Disclaimer: I wish I owned Miroku or anyone else from Inuyasha, but alas, I don't. ;_;
I wish I had more to give you than this, but I don't. I wish I could give you words, but I can't; I wish I could give you things that would make you smile, things you could hold in your hand, things most other men could give. A gift that you could understand. But you mean too much to me for that. You mean too much to me, and so the gift I give is one that you will never know. For it is in your not understanding that my gift holds its worth, and I give the greatest gift of all, though it hurts me every moment of every day.
I give you all I have:
Nothing.
Sometimes I cry at night when I look at you, Sango. I watch you through the fire while you sleep, watch the warm, flickering light dance across your face. I watch you even when the fire dies and only the stars are left, their feathery light slipping through the trees to settle over you like a blanket of angel wings, and even then you glow with a warmth that's all your own. But the warmth never reaches me and I cry.
It is on those cold, lonely star-filled nights like tonight that I look at you, pretending you can hear my thoughts, and desperately wish I didn't have such self-control. No, you didn't hear me wrong, my Sango, even though you didn't hear me; I wish that once, just once, I could be free to give in to impulse and instinct, to follow the moment and see where it leads without a thought to the future, but I can't. And I'm ashamed of myself for being so selfish as to wish I could. For you see, the reason I cannot keep my hands off you is not because I lack restraint, but because I have it.

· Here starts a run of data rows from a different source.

PR #1998, opened 2024-02-17
Improved socket handling for the server

TheMeinerLP:
The PR now closes the socket correctly as soon as the Stop method is called by the server class. In addition, thrown errors are handled in the sense that the program can still function stably afterwards. And the errors are passed to a logger.

The changes are due to the fact that on Unix systems with a low ulimit a `java.io.FileNotFoundException: XXX (Too many open files)` occurred. This happened especially with unit tests.

### DIFF
--- a/src/main/java/net/minestom/server/network/socket/Server.java
+++ b/src/main/java/net/minestom/server/network/socket/Server.java
@@ -15,8 +15,12 @@ import java.nio.channels.SocketChannel;
 import java.nio.file.Files;
 import java.util.Arrays;
 import java.util.List;
+import org.slf4j.Logger;
+import org.slf4j.LoggerFactory;
 
 public final class Server {
+
+    private static final Logger LOGGER = LoggerFactory.getLogger(Server.class);
 
     public static final boolean NO_DELAY = true;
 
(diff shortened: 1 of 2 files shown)


src/main/java/net/minestom/server/network/socket/Server.java
```diff
@@ -112,8 +116,21 @@ public void stop() {
...
-        this.selector.wakeup();
-        this.workers.forEach(worker -> worker.selector.wakeup());
+        try {
+            this.selector.close();
+        } catch (IOException e) {
+            LOGGER.error("Server socket sector could not be closed", e);
+            System.exit(-1);
+        }
+        this.workers.forEach(worker -> {
+            try {
```
mworzala, line 126: should just add a close function on Worker

src/main/java/net/minestom/server/network/socket/Worker.java
```diff
@@ -19,11 +19,15 @@
...
 import java.util.concurrent.ConcurrentHashMap;
 import java.util.concurrent.atomic.AtomicInteger;
+import org.slf4j.Logger;
+import org.slf4j.LoggerFactory;
 
 @ApiStatus.Internal
 public final class Worker extends MinestomThread {
     private static final AtomicInteger COUNTER = new AtomicInteger();
 
+    static final Logger LOGGER = LoggerFactory.getLogger(Server.class);
```
mworzala, line 29: Referencing another classes logger seems very strange, but will be fixed by adding a close method here

src/main/java/net/minestom/server/network/socket/Server.java
```diff
@@ -112,8 +116,21 @@ public void stop() {
         } catch (IOException e) {
             MinecraftServer.getExceptionManager().handleException(e);
         }
-        this.selector.wakeup();
```
mworzala, line 115: I'm unconvinced about removing these, it seems valid to process anything pending before shutting down

TheMeinerLP: Close calls this internal also

src/main/java/net/minestom/server/network/socket/Worker.java
TheMeinerLP: As this had already been done before in other forms, I thought it wouldn't be a problem. A little hint, there are classes that continue to do this

mworzala: No need to add another case :)

mworzala (approved):

PR #2002, opened 2024-02-18
RelativeBlockBatch update

iam4722202468:


mworzala (changes requested):
getBlock should not exist, it exposes internal details and makes it harder to change in the future.

The diff and join methods should be on `Batch`

PR #2004, opened 2024-02-23
Add particle data types

iam4722202468:


src/main/java/net/minestom/server/entity/metadata/other/AreaEffectCloudMeta.java
```diff
@@ -37,12 +38,12 @@ public void setSinglePoint(boolean value) {
...
     }
 
-//    public ParticleWrapper getParticle() {
-//        return super.metadata.getIndex((byte) 10, new ParticleWrapper(Particle.EFFECT, null));
-//    }
-//
-//    public void setParticle(ParticleWrapper value) {
-//        super.metadata.setIndex((byte) 11, Metadata.Particle(value));
-//    }
+    public Particle getParticle() {
```
mworzala, line 41: annotations

src/main/java/net/minestom/server/network/NetworkBuffer.java
```diff
@@ -75,6 +76,7 @@ public final class NetworkBuffer {
     public static final Type<Point> VECTOR3 = NetworkBufferTypes.VECTOR3;
     public static final Type<Point> VECTOR3D = NetworkBufferTypes.VECTOR3D;
     public static final Type<float[]> QUATERNION = NetworkBufferTypes.QUATERNION;
+    public static final Type<Particle> PARTICLE = NetworkBufferTypes.PARTICLE_DATA;
```
mworzala, line 79: these should be the same name

src/main/java/net/minestom/server/network/packet/server/play/ParticlePacket.java
```diff
@@ -4,20 +4,56 @@
...
 
+import java.util.Objects;
+
 import static net.minestom.server.network.NetworkBuffer.*;
 
-public record ParticlePacket(int particleId, boolean longDistance,
-                             double x, double y, double z,
-                             float offsetX, float offsetY, float offsetZ,
-                             float particleData, int particleCount, byte[] data) implements ServerPacket {
+public final class ParticlePacket implements ServerPacket {
```
mworzala, line 15: Why is this converted away from a record? it should go back

src/main/java/net/minestom/server/particle/Particle.java
```diff
@@ -24,4 +25,7 @@ public sealed interface Particle extends StaticProtocolObject, Particles permits
     static @Nullable Particle fromId(int id) {
         return ParticleImpl.getId(id);
     }
+
+    Particle withData(ParticleData data);
```
mworzala, line 29: annotations

src/main/java/net/minestom/server/particle/ParticleCreator.java
```diff
@@ -14,23 +10,15 @@ public class ParticleCreator {
     public static ParticlePacket createParticlePacket(Particle particleType, boolean distance,
```
mworzala, line 10: This is a bit worthless now, no?

src/main/java/net/minestom/server/particle/data/BlockMarkerParticleData.java
```diff
@@ -0,0 +1,16 @@
+package net.minestom.server.particle.data;
+
+import net.minestom.server.instance.block.Block;
+import net.minestom.server.network.NetworkBuffer;
+import org.jetbrains.annotations.NotNull;
+
+public record BlockMarkerParticleData(Block block) implements ParticleData {
```
mworzala, line 7: annotations on all of these

src/main/java/net/minestom/server/particle/data/DustColorTransitionParticleData.java
```diff
@@ -0,0 +1,52 @@
...
+        if (fromBlue < 0 || fromBlue > 1) {
+            throw new IllegalArgumentException("fromBlue must be between 0 and 1");
+        }
+        if (toRed < 0 || toRed > 1) {
+            throw new IllegalArgumentException("toRed must be between 0 and 1");
+        }
+        if (toGreen < 0 || toGreen > 1) {
+            throw new IllegalArgumentException("toGreen must be between 0 and 1");
+        }
+        if (toBlue < 0 || toBlue > 1) {
```
mworzala, line 23: use Check.argCondition for these (same for other classes)

src/main/java/net/minestom/server/particle/data/DustColorTransitionParticleData.java
```diff
@@ -0,0 +1,52 @@
+package net.minestom.server.particle.data;
+
+import net.minestom.server.network.NetworkBuffer;
+import org.jetbrains.annotations.NotNull;
+
+public record DustColorTransitionParticleData(float fromRed, float fromGreen, float fromBlue, float scale, float toRed, float toGreen, float toBlue) implements ParticleData {
```
mworzala, line 6: What about instead making these Adventure RGBLike or whatever the type is? Or maybe an overload?

src/main/java/net/minestom/server/particle/data/ParticleData.java
```diff
@@ -0,0 +1,26 @@
...
+
+import net.minestom.server.network.NetworkBuffer;
+import net.minestom.server.particle.Particle;
+import org.jetbrains.annotations.NotNull;
+
+public interface ParticleData {
+    void write(@NotNull NetworkBuffer writer);
+
+    static ParticleData read(int particleId, NetworkBuffer reader) {
+        if (particleId == Particle.BLOCK.id()) return new BlockParticleData(reader);
```
mworzala, line 11: Area effect cloud?

src/main/java/net/minestom/server/particle/data/VibrationBlockParticleData.java
```diff
@@ -0,0 +1,18 @@
+package net.minestom.server.particle.data;
+
+import net.minestom.server.coordinate.Point;
+import net.minestom.server.network.NetworkBuffer;
+import org.jetbrains.annotations.NotNull;
+
+public record VibrationBlockParticleData(Point source, int ticks) implements ParticleData {
```
mworzala, line 7: I'm not super convinced on these being two different records, they do correspond to the same packet. For other packets with unions like this they are generally in a single record

src/test/java/net/minestom/server/entity/AreaEffectCloudTest.java
```diff
@@ -0,0 +1,90 @@
...
+
+import net.minestom.server.entity.metadata.other.AreaEffectCloudMeta;
+import net.minestom.server.instance.block.Block;
+import net.minestom.server.particle.Particle;
+import net.minestom.server.particle.data.BlockParticleData;
+import net.minestom.server.particle.data.DustColorTransitionParticleData;
+import net.minestom.server.particle.data.DustParticleData;
+import org.junit.jupiter.api.Test;
+
+public class AreaEffectCloudTest {
```
mworzala, line 11: More tests needed for reading and writing other particles probably

mworzala (commented):
I left some comments for pretty minor things but I think there is one bigger issue I have: Its still not very safe to create particles.
1. If you simply send a `Particle.DUST` it will cause an issue because there is no data by default. It would be nice if the particle constants had a default data associated to them, although that doesn't make much sense for things like skulk. Alternatively, there could be an error when trying to write a particle which doesn't have the correct data for its type.
2. You can set any data on any particle. If you try to set `DustParticleData` on a marker particle it should be an error.
3. Kinda mentioned in #1, but when serializing a particle it should be an error if the data is not the correct type (including checking if missing for a particle it should be present).

src/main/java/net/minestom/server/network/packet/server/play/ParticlePacket.java
iam4722202468: we need the particleId on line 46 and 56, i'm not sure using a record is possible here

mworzala: Use the pattern of having a copy constructor and a private static read function, see UnlockRecipesPacket for a similar example

src/main/java/net/minestom/server/entity/metadata/other/AreaEffectCloudMeta.java
```diff
@@ -37,12 +38,12 @@ public void setSinglePoint(boolean value) {
...
     }
 
-//    public ParticleWrapper getParticle() {
-//        return super.metadata.getIndex((byte) 10, new ParticleWrapper(Particle.EFFECT, null));
-//    }
-//
-//    public void setParticle(ParticleWrapper value) {
-//        super.metadata.setIndex((byte) 11, Metadata.Particle(value));
-//    }
+    public @NotNull Particle getParticle() {
```
mworzala, line 41: should just be nullable, no?

src/main/java/net/minestom/server/network/packet/server/play/ParticlePacket.java
```diff
@@ -4,24 +4,70 @@
...
+        Float maxSpeed = reader.read(FLOAT);
+        Integer particleCount = reader.read(INT);
+        ParticleData data = ParticleData.read(particleId, reader);
+
+        return new ParticlePacket(particleId, longDistance, x, y, z, offsetX, offsetY, offsetZ, maxSpeed, particleCount, data);
     }
 
     @Override
     public void write(@NotNull NetworkBuffer writer) {
+        if (data != null && !data.validate(particleId)) throw new IllegalStateException("Particle data is not valid for this particle type");
```
mworzala, line 68: use `Check.stateCondition` (or maybe arg its more or less an argument), and provide the data type and particle type in the error message

src/main/java/net/minestom/server/particle/data/BlockMarkerParticleData.java
```diff
@@ -0,0 +1,32 @@
...
+        this(read(reader));
+    }
+
+    BlockMarkerParticleData() {
+        this(Block.STONE);
+    }
+
+    private static Block read(NetworkBuffer reader) {
+        Block block = Block.fromStateId(reader.read(NetworkBuffer.VAR_INT).shortValue());
+        if (block == null) return Block.STONE;
```
mworzala, line 19: Not so sure about this, seems like it should be air or an error

src/main/java/net/minestom/server/particle/data/BlockParticleData.java
```diff
@@ -0,0 +1,26 @@
+package net.minestom.server.particle.data;
+
+import net.minestom.server.instance.block.Block;
+import net.minestom.server.network.NetworkBuffer;
+import net.minestom.server.particle.Particle;
+import org.jetbrains.annotations.NotNull;
+
+public record BlockParticleData(Block block) implements ParticleData {
+    BlockParticleData(NetworkBuffer reader) {
+        this(Block.fromStateId(reader.read(NetworkBuffer.VAR_INT).shortValue()));
```
mworzala, line 10: Inconsistent with block marker which checks if the block is valid

src/main/java/net/minestom/server/particle/data/DustParticleData.java
```diff
@@ -0,0 +1,49 @@
...
+    DustParticleData(NetworkBuffer buffer) {
+        this(read(buffer));
+    }
+
+    private DustParticleData(DustParticleData copy) {
+        this(copy.color, copy.scale);
+    }
+
+    private static DustParticleData read(NetworkBuffer buffer) {
+        RGBLike color = new Color(
```
mworzala, line 24: this doesn't need a separate read method it can be done in the super call

src/main/java/net/minestom/server/particle/data/DustColorTransitionParticleData.java
```diff
@@ -0,0 +1,57 @@
...
+    DustColorTransitionParticleData(NetworkBuffer buffer) {
+        this(read(buffer));
+    }
+
+    private DustColorTransitionParticleData(DustColorTransitionParticleData copy) {
+        this(copy.from, copy.scale, copy.to);
+    }
+
+    private static DustColorTransitionParticleData read(NetworkBuffer buffer) {
+        RGBLike from = new Color(
```
mworzala, line 28: unnecessary separate read function

src/main/java/net/minestom/server/entity/metadata/other/AreaEffectCloudMeta.java
iam4722202468: we're passing default dust, in `getIndex` if the entry is null it will return the default.

src/main/java/net/minestom/server/network/packet/server/play/ParticlePacket.java
iam4722202468: Fixed. Going to to use stateCondition, since argument feels like something that should be thrown when creating something

src/main/java/net/minestom/server/network/packet/server/play/ParticlePacket.java
```diff
@@ -4,24 +4,71 @@
...
 
+import java.util.Objects;
+
 import static net.minestom.server.network.NetworkBuffer.*;
 
-public record ParticlePacket(int particleId, boolean longDistance,
-                             double x, double y, double z,
-                             float offsetX, float offsetY, float offsetZ,
-                             float particleData, int particleCount, byte[] data) implements ServerPacket {
+public record ParticlePacket(int particleId, boolean longDistance, double x, double y, double z, float offsetX, float offsetY, float offsetZ, float maxSpeed, int particleCount, ParticleData data) implements ServerPacket {
```
mworzala, line 17: @Nullable on data

src/main/java/net/minestom/server/network/packet/server/play/ParticlePacket.java
```diff
@@ -4,24 +4,71 @@
...
+
     public ParticlePacket(@NotNull NetworkBuffer reader) {
-        this(reader.read(VAR_INT), reader.read(BOOLEAN),
-                reader.read(DOUBLE), reader.read(DOUBLE), reader.read(DOUBLE),
-                reader.read(FLOAT), reader.read(FLOAT), reader.read(FLOAT),
-                reader.read(FLOAT), reader.read(INT), reader.read(RAW_BYTES));
+        this(readPacket(reader));
+    }
+
+    public ParticlePacket(Particle particle, boolean longDistance, double x, double y, double z, int offsetX, int offsetY, int offsetZ, int maxSpeed, int particleCount) {
```
mworzala, line 43: annotations here and below

src/main/java/net/minestom/server/particle/data/DustColorTransitionParticleData.java
```diff
@@ -0,0 +1,46 @@
...
+import net.kyori.adventure.util.RGBLike;
+import net.minestom.server.color.Color;
+import net.minestom.server.network.NetworkBuffer;
+import net.minestom.server.particle.Particle;
+import net.minestom.server.utils.validate.Check;
+import org.jetbrains.annotations.NotNull;
+
+public record DustColorTransitionParticleData(@NotNull RGBLike from, float scale, @NotNull RGBLike to) implements ParticleData {
+    public DustColorTransitionParticleData {
+        Check.argCondition(scale < 0.01 || scale > 4, "scale must be between 0.01 and 4");
```
mworzala, line 12: ": was 5555555"

src/main/java/net/minestom/server/particle/data/FallingDustParticleData.java
```diff
@@ -0,0 +1,34 @@
...
+    }
+
+    FallingDustParticleData() {
+        this(Block.STONE);
+    }
+
+    private static Block read(NetworkBuffer reader) {
+        short blockState = reader.read(NetworkBuffer.VAR_INT).shortValue();
+        Block block = Block.fromStateId(blockState);
+        Check.stateCondition(block == null, "Block state " + blockState + " is invalid");
```
mworzala, line 21: again use format arg on stateCondition

PR #2005, opened 2024-02-24
Allow offsetting the BoundingBox

cosrnic:
Makes the offset constructor public and adds a method to add one to an existing bounding box


iam4722202468:
LGTM

PR #2023, opened 2024-03-14
Permissions rework 

### LINKED ISSUE #2021: Rework the permission system
Problems:
- There is no way to replace a player's PermissionHandler without extending Player class
- The net.minestom.server.permission.Permission class is useless
- No tristate system (True/False/Undefined)

MelonHell:
resolves #2021


LooFifteen (approved):
lgtm

MelonHell:
Why do entities need permissions? It seems to me that they are only needed by CommandSender

MelonHell:
_TODO rename Permissions back to PermissionHandler and add a setter_

MelonHell:
Permissions removed in https://github.com/Minestom/Minestom/pull/2445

I wish--I wish--oh, Sango, please know how sorry I am. Please know I don't mean to hurt you. I'm doing this because it's the only way, the only way to spare you a greater hurt. And it takes all the strength I have to keep on doing it. I didn't used to have such restraint, you know; I used to go through girls like they were nothing, I'll admit that. I lived in the moment, because I was born with less moments than most in which to live. If I meant nothing, then so did they; I didn't care about them--maybe I was afraid to care about them. If I didn't let myself care, then I wouldn't feel the longing that haunts my thoughts so much these days for things I care for but can never have. I didn't care so that I wouldn't have anything to miss when I went. But that was before I met you. It was all before I met you, my star-angel.
You, you who bear a burden as great as mine but who still goes on, you with the never-ending fervor for life and love and happiness, you with the everlasting smile. I always felt so empty, and I assumed the rest of the world felt the same, but you were different. You've been through pain beyond imagining, yet your spirit is still full of that lovely, gentle warmth. You're not afraid--you took away my fear. There's a fire inside you that can never be put out, like that of the stars themselves, and from the very first moment I knew I would be happy if I could just warm my hands by that fire forever. But that's just it, my Sango--I won't be here forever.

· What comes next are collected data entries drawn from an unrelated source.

PR #2025, opened 2024-03-15
Fix: disable time updates when not needed

reosfire:
When time rate is zero we do not need to send TimeUpdatePackets to users.

### DIFF
--- a/src/main/java/net/minestom/server/instance/Instance.java
+++ b/src/main/java/net/minestom/server/instance/Instance.java
@@ -470,6 +470,7 @@ public abstract class Instance implements Block.Getter, Block.Setter,
      */
     public void setTimeRate(int timeRate) {
         Check.stateCondition(timeRate < 0, "The time rate cannot be lower than 0");
+        if (timeRate == 0) setTimeUpdate(null);
         this.timeRate = timeRate;
     }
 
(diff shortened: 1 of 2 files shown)


emortaldev:
What about when you do `setTimeRate(0)` and `setTimeRate(1)`? TimeUpdate will stay as null

mworzala (changes requested):
This should not alter the time update. Avoiding sending the time packet should be handled when sending it during tick, here: https://github.com/Minestom/Minestom/blob/4fea03fe3296b1531199f86b67f2dd1fbb6b78cd/src/main/java/net/minestom/server/instance/Instance.java#L666

I was under the impression the client would predict the time rate so you had to continuously send the time packet, but apparently that is not the case (anymore?).

reosfire:
> This should not alter the time update. Avoiding sending the time packet should be handled when sending it during tick, here:
> 
> https://github.com/Minestom/Minestom/blob/4fea03fe3296b1531199f86b67f2dd1fbb6b78cd/src/main/java/net/minestom/server/instance/Instance.java#L666
> 
> I was under the impression the client would predict the time rate so you had to continuously send the time packet, but apparently that is not the case (anymore?).

You right client some how uses this information. But it is not clear how exactly. If continuous packets sending is disabled, everything what I can imagine works properly. Probably this changes must wait for clarification of how client is affected by them

DeidaraMC:
> You right client some how uses this information. But it is not clear how exactly. If continuous packets sending is disabled, everything what I can imagine works properly. Probably this changes must wait for clarification of how client is affected by them

The client uses the world age for shaders

kermandev:
No longer applicable in 26.1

Now everything I do is so that you won't miss me when I go, and I fear that I do not do enough, even though I do nothing. I treat you like all the girls before I didn't care for, but unlike them it's because I do care. I must seem so thick, ruining every special moment like I do. Or I must seem such a pervert, like some sick, heartless young man who uses girls instead of loves them, but that's why I do it. I do it because you hate it, and I want you to think I'm like that; it's the best way. I know you, my Sango, I know how strong your heart is, and so I use the filthiest tactics I can conceive to keep you at arms length.

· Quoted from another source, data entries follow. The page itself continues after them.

PR #3025, opened 2026-01-28
feat: add player input event

ThatGravyBoat:
## Proposed changes

Adds a `PlayerInputEvent` that is fired when the player sends the `ClientInputPacket`, the event contains methods indicating if the player has a key held down, if they have just released a key, or if they have just pressed a key. Also deprecates the previous `PlayerStartSneakingEvent` and `PlayerStopSneakingEvent` as both were based off the player client input and can be replaced by using the new event and checking if the player has pressed or released the shift key.

## Types of changes

## Checklist

merging your code._

### DIFF
--- a/build-src/src/main/kotlin/minestom.java-library.gradle.kts
+++ b/build-src/src/main/kotlin/minestom.java-library.gradle.kts
@@ -64,6 +64,8 @@ tasks.withType<Javadoc> {
         }
         links("https://javadoc.io/doc/com.google.code.gson/gson/${libs.versions.gson.get()}/")
         links("https://javadoc.io/doc/org.jetbrains/annotations/${libs.versions.jetbrainsAnnotations.get()}/")
+
+        tags("apiNote:a:API Note:", "implSpec:a:Implementation Requirements:", "implNote:a:Implementation Note:")
     }
 }
 


src/main/java/net/minestom/server/entity/Player.java
```diff
@@ -2207,16 +2207,24 @@ public void clearItemUse() {
     }
 
     public void refreshInput(boolean forward, boolean backward, boolean left, boolean right, boolean jump, boolean shift, boolean sprint) {
+        var oldForward = this.inputs.forward();
+        var oldBackward = this.inputs.backward();
+        var oldLeft = this.inputs.left();
+        var oldRight = this.inputs.right();
+        var oldJump = this.inputs.jump();
+        var oldShift = this.inputs.shift();
+        var oldSprint = this.inputs.sprint();
```
```suggestion
        boolean oldForward = this.inputs.forward();
        boolean oldBackward = this.inputs.backward();
        boolean oldLeft = this.inputs.left();
        boolean oldRight = this.inputs.right();
        boolean oldJump = this.inputs.jump();
        boolean oldShift = this.inputs.shift();
        boolean oldSprint = this.inputs.sprint();
```

src/main/java/net/minestom/server/event/player/PlayerInputEvent.java
```diff
@@ -0,0 +1,129 @@
...
+        this.oldShift = oldShift;
+        this.oldSprint = oldSprint;
+    }
+
+    @Override
+    public Player getPlayer() {
+        return this.player;
+    }
+
+    // Movement keys
```
kermandev, line 42: the `Key` suffix from the methods can probably be dropped, as we are not aware what key that is bound to.

src/main/java/net/minestom/server/event/player/PlayerInputEvent.java
```diff
@@ -0,0 +1,129 @@
...
+
+    public boolean isHoldingForwardKey() {
+        return this.player.inputs().forward();
```
kermandev, line 48: isHoldingX seems like it would be checking the previous to ensure that it was held last update too.

src/main/java/net/minestom/server/event/player/PlayerInputEvent.java
```diff
@@ -0,0 +1,129 @@
...
+import net.minestom.server.event.trait.PlayerInstanceEvent;
+
+/**
+ * Called when a player's input state changes.
+ * This is raw input data and does not take into account any game mechanics.
+ * <br>
+ * For example, this event may say a player has their jump key held down
+ * even if they are in a situation where they can not actually jump.
+ */
+public class PlayerInputEvent implements PlayerInstanceEvent {
```
kermandev:
```suggestion
public final class PlayerInputEvent implements PlayerInstanceEvent {
```
For how hot it is, a value class would probably be nice in the future

src/main/java/net/minestom/server/event/player/PlayerInputEvent.java
```diff
@@ -0,0 +1,129 @@
...
+
+    public PlayerInputEvent(Player player, boolean oldForward, boolean oldBackward, boolean oldLeft, boolean oldRight, boolean oldJump, boolean oldShift, boolean oldSprint) {
+        this.player = player;
+        this.oldForward = oldForward;
+        this.oldBackward = oldBackward;
+        this.oldLeft = oldLeft;
+        this.oldRight = oldRight;
+        this.oldJump = oldJump;
+        this.oldShift = oldShift;
+        this.oldSprint = oldSprint;
```
kermandev, line 33:
```suggestion
        this.oldSprint = oldSprint;
        super();
```
https://openjdk.org/jeps/8350458

src/main/java/net/minestom/server/event/player/PlayerStartSneakingEvent.java
```diff
@@ -4,8 +4,9 @@
 import net.minestom.server.event.trait.PlayerInstanceEvent;
 
 /**
- * Called when a player starts sneaking.
+ * @deprecated Use {@link PlayerInputEvent} instead.
  */
+@Deprecated
```
kermandev:
```suggestion
@Deprecated(forRemoval = true)
```
These are now completely redundant

src/main/java/net/minestom/server/event/player/PlayerStopSneakingEvent.java
```diff
@@ -4,8 +4,9 @@
 import net.minestom.server.event.trait.PlayerInstanceEvent;
 
 /**
- * Called when a player stops sneaking.
+ * @deprecated Use {@link PlayerInputEvent} instead.
  */
+@Deprecated
```
kermandev:
```suggestion
@Deprecated(forRemoval = true)
```
These are now completely redundant

kermandev (commented):
A test using PlayerInputEvent would be nice. Also some method documentation in the event for what state that actually means.

src/main/java/net/minestom/server/event/player/PlayerInputEvent.java
ThatGravyBoat: The key suffix is there to ensure that a developer knows these values are not representative of the actual player state, ie. a player can have the sprint key held down but may not have enough food to be able to actually sprint

src/main/java/net/minestom/server/event/player/PlayerInputEvent.java
ThatGravyBoat: `isHoldingX` should mean the current state, this is similar behavior to most keyboard input system you may use like glfws `glfwGetKey` or windows `GetKeyState` or SDLs `SDL_GetKeyboardState` I could change the name to something like `isXKeyHeldDown` but in my opinion that would be no different from `isHoldingX`

kermandev: I don't know if its worth aliasing then, I think it shouldn't really be under a different name as it creates confusion between using `player.inputs()` and then event. Maybe @mworzala could chime in what he thinks.

mworzala: I agree with gravy its pretty standard with key states, but @ThatGravyBoat please add a short javadoc just to make sure nobody is confused.

mworzala: nvm the javadoc is there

Every time I'm with you I want to touch your lips, not your breast; I want to ask you to bear our children. I want to finish the moment, not shatter it. And so it takes all the control I have to do the latter and not the former. To keep you from getting too close. I cry at night because I can never, ever let myself have you. I wish so hard that it could be different, that I could hold you in my arms and kiss you and love you and live with you, but every day I hold my death in my hands. Naraku's death will be too late, I fear. Every day I feel it barely contained beneath the beads, feel the pull of a drop of nothingness in my grasp, and it is a symbol that stands testament to what I will become. A constant reminder.
I was born with the mark of nothing on my hand, and nothing is my destiny. I will not die like other men, who return to the earth when they pass on to the other world, but I will vanish as though I never were. I will return to nothingness. Even my soul might be drawn into nothing through the rip, so that I will not exist in the afterlife as well. Sometimes I wonder if I really ever was at all. But if I wasn't, then how can I love you so? Can nothingness love when it isn't real? Maybe it can. But it changes nothing in the end.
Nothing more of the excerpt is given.